Taken From NFLfanhouse.com

SAN DIEGO — Much of Chad Ochocinco’s media-savvy life is carefully crafted for maximum exposure. Sunday was not. Sunday, the actions and emotions were spontaneous. The Cincinnati Bengals wide receiver did not wear his friend Chris Henry’s jersey onto the field at Qualcomm Stadium, but he took a piece of his late teammate’s soul with him.

He hung the No. 15 jersey in a locker stall next to his. A “15” nameplate appeared above the empty locker.

“Surreal,” Bengals quarterback Carson Palmer called the past few days.

There is no script for how NFL teammates should act and react after a teammate suddenly dies. Henry, 26 and still finding his way in life after years of wrong turns, fell out of the bed of a moving pickup truck driven by his fianceé last Wednesday. Police described the incident in Charlotte, N.C., as a domestic dispute. He sustained catastrophic injuries.

Henry, on life support, died early Thursday, leaving behind three children, a shattered family and teammates, and an NFL fraternity shaken to its core.

On a team wracked by grief, Ochocinco was the most visibly crushed. He wept at his locker last Thursday, then poured out his heart on emotional UStream videos. And Ochocinco made certain that Henry would be remembered on Sunday.

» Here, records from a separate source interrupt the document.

Issue #3442, opened 2021-04-10
WebIDL CSS isn't injected


sidvishnoi:
## Important info

- URL to affected spec: https://wicg.github.io/uuid/
- ReSpec version: 26.5.0
- [x] I did a "hard refresh", but it's still busted.

PR #3460, opened 2021-04-17
fix(core/webidl): ensure loading of webidl.css

sidvishnoi:
Fixes https://github.com/w3c/respec/issues/3442

### DIFF
--- a/src/core/webidl.js
+++ b/src/core/webidl.js
@@ -382,14 +382,9 @@ export async function run() {
   if (!idls.length) {
     return;
   }
-  if (!document.querySelector(".idl:not(pre), .webidl:not(pre)")) {
-    const link = document.querySelector("head link");
-    if (link) {
-      const style = document.createElement("style");
-      style.textContent = css;
-      link.before(style);
-    }
-  }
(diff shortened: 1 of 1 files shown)


src/core/webidl.js
```diff
@@ -382,14 +382,9 @@ export async function run() {
...
   }
-  if (!document.querySelector(".idl:not(pre), .webidl:not(pre)")) {
-    const link = document.querySelector("head link");
-    if (link) {
-      const style = document.createElement("style");
-      style.textContent = css;
-      link.before(style);
-    }
-  }
+  const style = document.createElement("style");
```
marcoscaceres, line 385: But shouldn't there be some IDL defined before we add the stylesheet? I wonder what went wrong in that other spec?

sidvishnoi: The check in previous block ensures that. (early return if no `pre.idl, pre.webidl`)

marcoscaceres: Oh, lol. I see now. Yeah, this was a silly bug.

marcoscaceres (approved):

PR #3475, opened 2021-04-21
chore(tools/release): validate HTML before release

marcoscaceres:


sidvishnoi:
I think https://github.com/w3c/respec/pull/3473 should be enough.

marcoscaceres:
Not sure, the validator also gets updated periodically - it could happen between a merge and a release. I'd rather have this check in to be as sure as we can be.

tools/release.js
```diff
@@ -7,6 +7,8 @@ const { exec } = require("child_process");
 const loading = require("loading-indicator");
 const MAIN_BRANCH = "develop";
 const DEBUG = false;
+const vnu = require("vnu-jar");
+const tmp = require("tmp");
```
sidvishnoi, line 11: Can we avoid adding this dependency (and its dependency) for something Node.js allows easily?

sidvishnoi:
```js
const tempFile = path.join(os.tmpdir(), "index.html");
```

sidvishnoi (approved):

PR #3491, opened 2021-04-27
fix(core/inlines): don't link IDL inside dfn

### LINKED ISSUE #3482: dfn.role=link containing a link
## Important info

- URL to affected spec: https://w3c.github.io/webrtc-pc/ (if it were updated to ReSpec 26.6.0)
- ReSpec version: 26.6.0

## Description of problem
`<dfn data-cite=url>` generates markup à la `<dfn role=link><a href=url></a></dfn>` - I presume the `role=link` is for the definition panel, but it is not valid to have an element with `role=link` encompassing a link element.

marcoscaceres:
closes #3482


src/core/inlines.js
```diff
@@ -131,13 +131,20 @@ function inlineRefMatches(matched) {
...
+ * @param {Text} text
  */
-function inlineXrefMatches(matched) {
+function inlineXrefMatches(matched, text) {
   // slices "{{" at the beginning and "}}" at the end
-  const ref = matched.slice(2, -2).trim();
-  return ref.startsWith("\\")
-    ? matched.replace("\\", "")
-    : idlStringToHtml(norm(ref));
+  const ref = norm(matched.slice(2, -2).trim());
```
sidvishnoi, line 138: `norm` does the trim:
```suggestion
  const ref = norm(matched.slice(2, -2));
```

src/core/inlines.js
```diff
@@ -131,13 +131,20 @@ function inlineRefMatches(matched) {
...
+  const ref = norm(matched.slice(2, -2));
+  if (ref.startsWith("\\")) {
+    return matched.replace("\\", "");
+  }
+
+  const node = idlStringToHtml(ref);
+  // If it's inside a dfn, it should just be coded, not linked.
+  // This is because dfn elements are treated as links by ReSpec via role=link.
+  const renderAsCode = !!text.parentElement.closest("dfn");
+  return renderAsCode ? inlineCodeMatches(`\`${node.textContent}\``) : node;
```
sidvishnoi, line 147: Minor optimization:
```suggestion
  // If it's inside a dfn, it should just be coded, not linked.
  // This is because dfn elements are treated as links by ReSpec via role=link.
  const renderAsCode = !!text.parentElement.closest("dfn");
  return renderAsCode ? inlineCodeMatches(`\`${node.textContent}\``) : idlStringToHtml(ref);
```

src/core/inlines.js
```diff
@@ -131,13 +131,20 @@ function inlineRefMatches(matched) {
...
-    : idlStringToHtml(norm(ref));
+  const ref = norm(matched.slice(2, -2));
+  if (ref.startsWith("\\")) {
+    return matched.replace("\\", "");
+  }
+
+  const node = idlStringToHtml(ref);
+  // If it's inside a dfn, it should just be coded, not linked.
+  // This is because dfn elements are treated as links by ReSpec via role=link.
+  const renderAsCode = !!text.parentElement.closest("dfn");
```
sidvishnoi, line 146: Would it make sense if we do `parentElement.localName === "dfn"`? If `text` is not inside a `<dfn>`, it'll end up traversing till root, which is the general case.

As an aside, `.closest()` needs a maxDepth option.

src/core/inlines.js
```diff
@@ -287,38 +294,36 @@ export function run(conf) {
...
-        const node = inlineRFC2119Matches(t);
-        df.append(node);
-      } else {
-        // FAIL -- not sure that this can really happen
-        throw new Error(
-          `Found token '${t}' but it does not correspond to anything`
-        );
+        continue;
+      }
+      switch (true) {
```
sidvishnoi, line 299: Let's keep this refactor out of this PR.

src/core/inlines.js
marcoscaceres: I'm worried that it won't catch all cases. Like if it's a span or whatever.

sidvishnoi (approved):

It was a heavy burden, and uplifting at the same time, acting in memoriam while trying to win an important game. So it was no wonder that when Ochocinco slipped past the Chargers’ man coverage and caught a 49-yard touchdown pass from Palmer in the second quarter of what would be a taut 27-24 San Diego victory, the NFL’s most charismatic player reacted in the end zone.

He dropped to his knee and put his hands to the sky. He seemed to be speaking. Was he calling out to Henry, the troubled young receiver Ochocinco tried to mentor the past five years, all for naught?

” ‘Slim.’ That’s it,” Ochocinco said with a smile, recalling his favorite nickname for Henry. “Eighty-five (Ochocinco’s number) plus 15 will always be 100 ways to be great. I just kept saying it over and over. It’s a little thing we had, and we just used to say it all the time. So I said it over and over and over.”

There was no agenda. “You don’t plan that. You can’t plan that,” Ochocinco said softly.